II a fallu un demi-siècle pour abroger la loi de 1920 contre l'avortement. Plus d'une génération pour institutionnaliser la contraception. Le tout, même dans la demi-mesure, arraché de haute lutte. Mais, au bout du compte, qu'est-ce qui se trouve modifié dans la sexualité du corps social où nous vivons ? Nous sommes en train de passer d'un régime familial à un autre : un nouveau rétrécissement de la cellule familiale au couple conjugal. Et un couple conjugal non plus définitif, mais à répétition, à travers des monogamies successives aménagées par le divorce.
Dans une économie de l'échange marchand aussi mobile que la nôtre, où l'on institutionnalise le recyclage, le changement d'emploi, de région, la cellule de base qu'est la famille doit à son tour se rendre apte au changement.
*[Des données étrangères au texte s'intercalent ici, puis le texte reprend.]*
PR #2518, opened 2017-09-07
Fix one-time crash when opening thread without having a local profile

michaelkirk:
I saw this crash locally, but am not able to reproduce it from a fresh install.

[symbolicated-incoming_call .txt](https://github.com/WhisperSystems/Signal-iOS/files/1285266/symbolicated-incoming_call.txt)

ProfileManager creates a transaction while saving the localProfile (which must not exist yet) during an existing transaction from `ensureDynamicInteractions`.

"Normally" we create the local profile when the profile view is displayed so this shouldn't an issue.
However, I think it's probably better to be explicit about this creation to catch whatever edge case exists.

PTAL @charlesmchen

### DIFF
--- a/Signal/src/ViewControllers/SignalsViewController.m
+++ b/Signal/src/ViewControllers/SignalsViewController.m
@@ -11,6 +11,7 @@
 #import "NSDate+millisecondTimeStamp.h"
 #import "OWSContactsManager.h"
 #import "OWSNavigationController.h"
+#import "OWSProfileManager.h"
 #import "ProfileViewController.h"
 #import "PropertyListPreferences.h"
 #import "PushManager.h"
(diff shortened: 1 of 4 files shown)


Signal/src/ViewControllers/SignalsViewController.m
```diff
@@ -491,6 +492,7 @@ - (void)viewDidAppear:(BOOL)animated {
         // Start running the disappearing messages job in case the newly registered user
         // enables this feature
         [[OWSDisappearingMessagesJob sharedJob] startIfNecessary];
+        [[OWSProfileManager sharedManager] ensureLocalProfileCached];
```
charlesmchen: I feel like this doesn't belong in a VC - it belongs in a "user did register" method in the app delegate.  Thoughts?  Not for this PR of course.

michaelkirk: I agree that we should extract the app setup process. maybe the appDelegate is the right spot.

charlesmchen:
@michaelkirk Okay if I close this?

michaelkirk:
Yup, thanks!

Un corps social où les marchandises circulent de plus en plus, un corps social tout entier stimulé par la consommation incite à son tour à la dépense sexuelle : mais une dépense calquée sur le régime économique, bref une économie sexuelle de contrat, marchande et de spectacle.
Le mariage et l'adultère, la prostitution et la pornographie, demeurent les ressorts majeurs du régime sexuel bourgeois. Là où ! Il y a changement, c'est dans la gestion de ce régime ; une hygiène sexuelle aménageant le maximum d'ouvertures, capable de maintenir en vie le couple conjugal, son plaisir, son bonheur. Le familialisme rigide et puritain s'efface au profit d'une conjugalité tolérante, supportant les à-côtés, à condition de les réglementer. L'homosexualité passe à RTL, dans Marie Claire, ou dans Elle, pourvu qu'elle respecte le couple et la durée.

le rempart conjugal

Mais que recouvre la morale conjugale ? La famille au sens plein s'est vidée de son contenu parce que toute une série de fonctions traditionnelles sont désormais remplies par l'Etat. Le contrôle social passe par d'autres relais : l'instituteur, le médecin, l'assistante sociale, l'avocat, le juge. La gestion proprement dite des enfants n'appartient plus à la famille. C'est l'école qui oriente, qui sélectionne. Mais reprenons l'exemple de l'avortement qui vient d'être légalisé. Les femmes ne sont toujours pas libres de leur décision. Les hôpitaux leur sont-ils ouverts ? Sous réserve que le directeur et le conseil d'administration n'aient pas refusé le principe d'une telle intervention dans leurs locaux. De plus, aucun médecin n'est tenu de pratiquer, et il faut une confirmation écrite de la femme après plusieurs consultations médicales aptes à juger. Toutes ces démarches organisent la discrimination, les liens avec la médecine n'étant pas les mêmes pour tous et se hiérarchisant selon les clauses. L'essentiel est là, le code des décisions institutionnelles maintient clairement le modèle patriarcal que la morale de tolérance peut relâcher : l'affaire de l'hôpital de Rouen où le médecin Duval refuse un avortement parce qu'il obéit à ses yeux à « une convenance personnelle » (janvier à avril 1975) l'indiqua assez. De même l'affaire d'Aix-en-Provence : une apprentie coiffeuse doit avoir recours au MLAC pour un avortement ; elle ne peut s'adresser directement à l'hôpital. Mineure, elle ne dispose pas du consentement de ses parents. Ceux-ci portent plainte (début novembre 1975).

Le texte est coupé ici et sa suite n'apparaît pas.